Everyone seems to have their favourite where this is concerned, but after various adventures I settled on 0.2 and 0, and I feel it serves me well. Generally I begin with the settings 500%, 0.2 and 0.

That's what I would recommend.

All the best.

Paul


User currently offlineChrisH From Sweden, joined Jul 2004, 1136 posts, RR: 16
Reply 2, posted (8 years 3 months 3 weeks 19 hours ago) and read 6403 times:

Easiest way is to use your eyes? I never understood the fascination with always sharpening using set values.
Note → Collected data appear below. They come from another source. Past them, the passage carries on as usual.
Issue #2638, opened 2026-06-17
perf(explore): a cheaper approximate-optimal parser for a usable L9 tier (algorithm, not retune)


kim-em:
**Status: exploration — large; the only path to a *usable* L9 tier.** Split out from #2622 (whose retune Part B was refuted by measurement).

## Why
#2622 measured that L9 is **DP-cost-model-bound**, not chain-walk-bound: the per-position DP transitions (`scanBounds` 17.8% + `scanCands` 6% + `fillRegion` + `buildCache` ≈ 28%) dominate, and don't scale with the knobs (depth 256→32 = +14%, rounds 2→1 = +20%, ~+35% combined). The prefilter + dense-freq wins (banked, #2636) give ~+10% byte-identical but keep L9 at ~1.6 MB/s. A usable "L9-fast" tier (~10 MB/s near-L9 ratio, a top-left point no competitor reaches) therefore needs a **fundamentally cheaper algorithm**, not a retune of the current backward-DP.

## Candidate approaches
- **Lazy² / deeper bounded lookahead** (2-3 step) instead of a full per-position cost-model DP — much cheaper per position, captures part of the optimal-parse ratio gain.
- **Cheaper cost model** that avoids the per-position `scanBounds`/`scanCands` transition scan (e.g. a coarser bit-cost estimate, or pricing only the cache frontier without the inner bounds scan).
- **Region/block-local optimal** over smaller windows with a lighter DP.

## Magnitude / risk
- Potentially the only lever that makes L9 a competitive *point* (vs Rust L9 at 14-42 MB/s) rather than a stranded slow tier — high payoff if it lands near-L9 ratio at ~10 MB/s.
- **Large**: a new parser + its emission-validity proof (the candidate cache stays heuristic, so validity is re-established at emission as today, which helps). Ratio is the trap — a cheaper parser that loses much ratio collapses the unique position (the whole point is best-ratio-at-usable-speed).

## Why we might reject
If no cheaper algorithm gets within ~1-2% of the DP's ratio, there's no usable tier worth the build, and L9 stays the documented slow max-ratio ceiling.

---

## Ratio constraint (maintainer directive)

[...]

PR #2719, opened 2026-06-26
perf(bench): add enwik8 large-text corpus + zopfli ceiling for L9 ratio evaluation

### LINKED ISSUE #2700: perf(bench): add enwik8 large-text corpus + zopfli ceiling for L9 ratio evaluation
Add a large pure-text corpus (enwik8, the first 100 MB of English Wikipedia, from the Large Text Compression Benchmark) so we can evaluate L9 against the zopfli ceiling on zopfli's home turf.

## Why

Our L9 now sits right at zopfli's operating point (slightly faster, slightly worse ratio). Zopfli ships no corpus of its own; its published evaluation used standard corpora including **enwik8**, and its design target is large text / web content. Big pure-text is exactly the regime where near-optimal parsing pays off most, and where our current ratio gap to zopfli is widest. Canterbury is tiny and Silesia, while large and modern, is heterogeneous; a single large prose file is the missing data point for judging L9-vs-zopfli.

## What to do

- Add `bench/corpora/enwik8/` wired through `bench/fetch_corpora.sh` (SHA-256-pinned, gitignored cache, fetched on demand like Silesia). The harness discovers corpora by directory, so it slots into the per-level Pareto/summary/heatmap charts with no `plot.py` change.
- Generate the **zopfli ceiling** for it (`bench-report --zopfli-ceiling`) so the L9-vs-zopfli overlay appears on the enwik8 ratio graph. Note: zopfli on 100 MB at default iterations is very slow (~100x zlib); if the one-time run is impractical, use a fixed slice (e.g. enwik8 first 10-20 MB, recorded in the corpus name) — deterministic and SHA-pinned either way.
- Run the reduced (single-pass timing) matrix like Silesia, since it is large.

## Acceptance

enwik8 (or the chosen slice) appears in `bench/graphs/enwik8_*` with the zopfli ceiling overlaid on the ratio graph, and `bench/results/latest.json` carries its rows. This becomes the reference for the "is L9 strictly better ratio than libdeflate, and how close to zopfli" question (ties to #2638's ratio floor).

Context: requested to evaluate L9 against zopfli on a large-text corpus; sibling of the bench-regeneration chore #2699.

kim-em:
This PR adds a large pure-prose corpus (`enwik8_20m`, the first 20 MB of enwik8 from the Large Text Compression Benchmark) so L9 can be judged against the zopfli ceiling on zopfli's home turf — the large-text regime where near-optimal parsing pays off most and where our ratio gap to zopfli is widest. enwik8 is fetched on demand into the gitignored corpus cache (`fetch_corpora.sh enwik8`, official zip, SHA-256-verified on both the 100 MB original and the pinned 20 MB slice); the harness discovers it by directory, so it slots into the per-level Pareto/summary/heatmap charts with no `plot.py` change, and the zopfli ceiling overlays its ratio graph.

The full 100 MB at default zopfli iterations is ~100x slower than zlib and impractical, so the deterministic first-20 MB slice is the pinned, SHA-pinned input (recorded in the corpus name). The matrix `big` heuristic is now size-based (>16 MiB) rather than a `silesia` name check, so any large corpus runs the reduced single-pass timing automatically. `bench-report --zopfli-ceiling <out> <corpus>` regenerates one corpus and merges it into the frozen ceiling, keeping every other corpus's deterministic rows byte-identical — so the new corpus joins without re-running the ~1 h Silesia zopfli pass — and fails closed if the requested corpus is not materialized.

On enwik8 native L9 reaches ratio 0.356, beating libdeflate L9 (0.366) and landing just above zopfli's 0.353 ceiling, with libdeflate's densest L10–12 (0.355) in between. This is the reference data point for the "is L9 strictly better ratio than libdeflate, and how close to zopfli" question (ties to https://github.com/kim-em/lean-zip/issues/2638's ratio floor).

Closes https://github.com/kim-em/lean-zip/issues/2700.

🤖 Prepared with Claude Code

### DIFF
--- a/ZipBenchReport.lean
+++ b/ZipBenchReport.lean
@@ -143,6 +143,13 @@ def levels : List Nat := [1, 2, 3, 4, 5, 6, 7, 8, 9]
 def libdeflateLevels : List Nat := [1, 2, 3, 4, 5, 6, 7, 8, 9, 10, 11, 12]
 def reps : Nat := 5
 
+/-- A corpus whose total bytes exceed this runs a single timing pass instead of
+    median-of-`reps` (variance is low on big files, and `reps` passes over a
+    large corpus dominate the matrix wall-clock). Size-based rather than a name
+    list so any large corpus (Silesia ~200 MB, the enwik8 ~20 MB slice, …) is
+    detected automatically. -/
+def bigCorpusThreshold : Nat := 16 * 1024 * 1024
+
 /-- Run one compressor over a list of `(pattern, bytes)` workloads × levels,
     timing compress (and optionally decompress on a canonical raw-deflate
     stream). The size of each row is the workload's byte length. -/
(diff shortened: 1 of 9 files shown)


kim-em:

PR #2728, opened 2026-07-01
feat: ship the L9-fast approximate-optimal parser at level 9; exact crown moves to level 10 (#2638)

kim-em:
This PR adds a cheaper approximate-optimal LZ parser and deploys it as a new level-9 tier, moving the exact backward-DP crown to level 10. **Level-9 semantics change:** native level 9 was the exact max-ratio crown and is now the faster L9-fast tier — callers pinning `level = 9` for absolute best ratio should now pass `level = 10` (the zlib/FFI bindings are a separate 0–9 path and are unchanged).

L9-fast makes three cost cuts versus the exact DP — a single DP round (no round-2 refit), no length-code boundary scan, and a shallower candidate cache (chain depth 64) — reaching near the crown's ratio at ~2× its speed. A knob sweep (measured on Silesia, chungus) put the operating point at chain depth 64 with the boundary scan off, landing ~20% *outside* the L8→L9 mixing frontier: a genuine new Pareto point, not something reachable by blending the existing tiers. On alice29.txt the tier ordering is L10 crown 52111 ≤ L9-fast 53059 < L8 54127.

Correctness is nearly free because the fast parser reuses the exact DP's choice-array format and its re-verifying emitter `optimalEmit`: the validity and encodability contracts in `LZ77OptimalCorrect` are stated for arbitrary choice arrays, so the L9-fast lemmas are the exact ones with `computeChoicesFast` substituted, and `deflateDynamicBlocksOptimalFast`'s roundtrip quadruple in `DeflateBlockSplit` is a byte-for-byte twin of the exact one. The `deflateRaw` dispatch gains a level-9 (fast) / level-10 (exact) split, threaded through the three roundtrip theorems in `DeflateRoundtrip`. Every branch stays proven, with no new axioms and 0 sorries; the tests exercise both parsers through the native and zlib-FFI decoders and pin the tier ordering. Levels ≥ 10 alias the crown; above the `optimalMaxSize` memory gate both tiers fall through to the split path.

🤖 Prepared with Claude Code

### DIFF
--- a/.claude/skills/perf-pr-graphs/SKILL.md
+++ b/.claude/skills/perf-pr-graphs/SKILL.md
@@ -50,9 +50,12 @@ optional nicety.
 
 The graphs show **native before vs after** on the real corpora (Canterbury +
 Silesia), overlaid on the existing other-language curves (zlib, miniz_oxide,
-libdeflate, Go, JS, Zig, OCaml) for context. Native sweeps levels 1–9;
-`libdeflate` is swept 1–12 (its full range, the others cap at 9), so its
-curve carries the extra dense points 10–12. The before/after **overlay** PNGs
+libdeflate, Go, JS, Zig, OCaml) for context. Native sweeps levels **1–10** —
+since #2638 level 9 is the L9-fast tier and **level 10 is the exact-DP crown**;
+always include level 10 so the crown stays on the Pareto (drop it and the graph
+looks like an L9 ratio regression with no crown shown). `libdeflate` is swept
+1–12 (its full range; the zlib/miniz FFI cap at 9), so its curve carries the
+extra dense points 10–12. The before/after **overlay** PNGs
 (`$W/perf_before_after_*`) are a report artifact — NOT committed; they live
 only in the PR comment. The **dashboard** (`bench/results/latest.json` and the
 routine `bench/graphs/*.svg`), by contrast, **is** refreshed and committed inside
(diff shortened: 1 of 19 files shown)


kim-em:
## Before/after native `compress_mbps` (machine `Linux chungus x86_64`, geomean over corpus files)

Native swept **1–10** after this PR (level 9 = L9-fast, level 10 = exact crown). Levels 1–8 are byte-identical to before (Δratio = 0 there); the only intended output change is level 9's ratio (max |Δratio| = 0.0145 at silesia/x-ray L9). BEFORE is a clean merge-base build; AFTER is a clean fresh build — an earlier AFTER run was CPU-contended by a concurrent build and discarded.

silesia before/after
canterbury before/after

**Silesia** (12 files, single-pass):

|------:|------:|------------:|-----------:|--------:|
| 1–7   | —     | —           | —          | **1.00× (flat, byte-identical)** |
| 8     | 0.323 | 9.7         | 9.7        | 1.00× |
| **9 (L9-fast)** | 0.315 | 1.7 (was crown) | **3.4** | **1.96×** |
| **10 (crown)** | 0.308 | — (new) | 1.7 | exact crown = old L9 |

**Canterbury** (11 files, median-of-5): L1–8 flat (1.00×); L9-fast **1.85×** (1.9→3.4 MB/s); L10 crown new.

**Read:** L1–8 unchanged; L9 becomes ~2× faster at a slightly larger output (the L9-fast tradeoff), and the exact max-ratio crown is preserved, now at level 10. On the mixing-frontier Pareto the L9-fast point sits above the old L8→L9 curve — a genuine new tier (~20% outside the frontier, measured in the knob sweep). Native isn't moved past another engine here; it gains an interior Pareto point. Dashboard refreshed in-PR to native 1–10.

PR #2729, opened 2026-07-01
feat: iterative kept-best squeeze as a new level 11 (exact crown stays at level 10)

kim-em:
This PR adds a new maximum-ratio compression level 11 that runs zopfli's iterative kept-best squeeze on top of the level-10 exact-DP crown, and leaves level 10 byte-identical to before. It threads a squeeze-round count `sq` (default 0) through the optimal-parse chain (`fillRegionRounds` / `computeChoices` / `lz77Optimal` / `deflateDynamicBlocksOptimal`) and dispatches `level == 10` at `sq = 0` and `11 ≤ level` at `sq = optSqueezeRounds`. At `sq = 0`, `fillRegionRounds` computes round 2 as one `squeezeStep` from round 1 and seeds `squeezeLoop` with it, so zero squeeze rounds return round 2 unchanged — the former two-round crown, verified byte-identical on all 23 corpus files.

Because the DP choice arrays only ever feed the re-verifying emitter, the correctness contracts are generic over the parse: the `lz77Optimal*` / `deflateDynamicBlocksOptimal*` lemmas and the `inflate_deflateRaw` roundtrip capstone are generalized over `sq` (strictly stronger — they now cover both the crown and the squeeze), and the dispatch's new `11 ≤ level` arm is discharged by the same roundtrip lemmas at `sq = optSqueezeRounds`. No theorem statement was weakened and no proof was routed around; the whole library builds green with no `sorry` and the full test suite (including the cross-engine interop fuzz) passes.

Level 11 reaches geomean ratio 0.284 (Canterbury) / 0.307 (Silesia), closing roughly 18–20% of the level-10-to-zopfli ratio gap at about 0.5–0.6 MB/s — a genuine new best-ratio point, better than every other engine measured except zopfli itself. The keystone for keeping this elaboration tractable is a memory fix: computing round 2 via `squeezeStep` keeps the round-2 cost tables opaque, holding peak elaboration around 0.75 GB where proving the refit's array sizes directly over the computed tables blew it past 25 GB.

Before/after speed-vs-ratio graphs (with the zopfli ceiling overlaid) and the per-level geomean table are in the PR comment.

🤖 Prepared with Claude Code

PR #2732, opened 2026-07-02
doc: warn that cross-worktree binaries are not layout-comparable (perf-pr-graphs)

kim-em:
This PR adds a "Cross-worktree build caveat" to the perf-pr-graphs skill's stale-baseline fallback. When a stale dashboard forces a merge-base rebuild, the skill currently builds that BEFORE binary in a separate worktree — but such a binary is not code-layout-comparable to the AFTER binary built in the main worktree. The two embed different absolute paths and can link objects into a different layout, shifting instruction-cache alignment of hot loops and producing a uniform ~5-15% speed offset across all levels. That artifact survives interleaving and shows ~1.00x same-binary drift, so it masquerades as a real regression even at levels the PR does not touch. The caveat instructs building both commits in the same worktree to isolate the source change, with the rule that untouched levels must overlay to within ~1%. It was found the hard way while producing the graphs for https://github.com/kim-em/lean-zip/pull/2729.

🤖 Prepared with Claude Code

### DIFF
--- a/.claude/skills/perf-pr-graphs/SKILL.md
+++ b/.claude/skills/perf-pr-graphs/SKILL.md
@@ -228,6 +228,24 @@ artifacts move into `$W`.
      then `git worktree remove --force $W/before`) and pass
      `$W/perf_before.json` as BEFORE.
 
+   **Cross-worktree build caveat (this bites — read it).** A binary built in a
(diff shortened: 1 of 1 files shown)


kim-em:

Each shot requires its own setting


what seems to be the officer, problem?
User currently offlineMalandan From United Kingdom, joined Mar 2004, 380 posts, RR: 15
Reply 3, posted (8 years 3 months 3 weeks 18 hours ago) and read 6379 times:

Quoting Psych (Reply 1):
Generally I begin with the settings 500%, 0.2 and 0.

Thanks Paul.

Quoting ChrisH (Reply 2):
I never understood the fascination with always sharpening using set values.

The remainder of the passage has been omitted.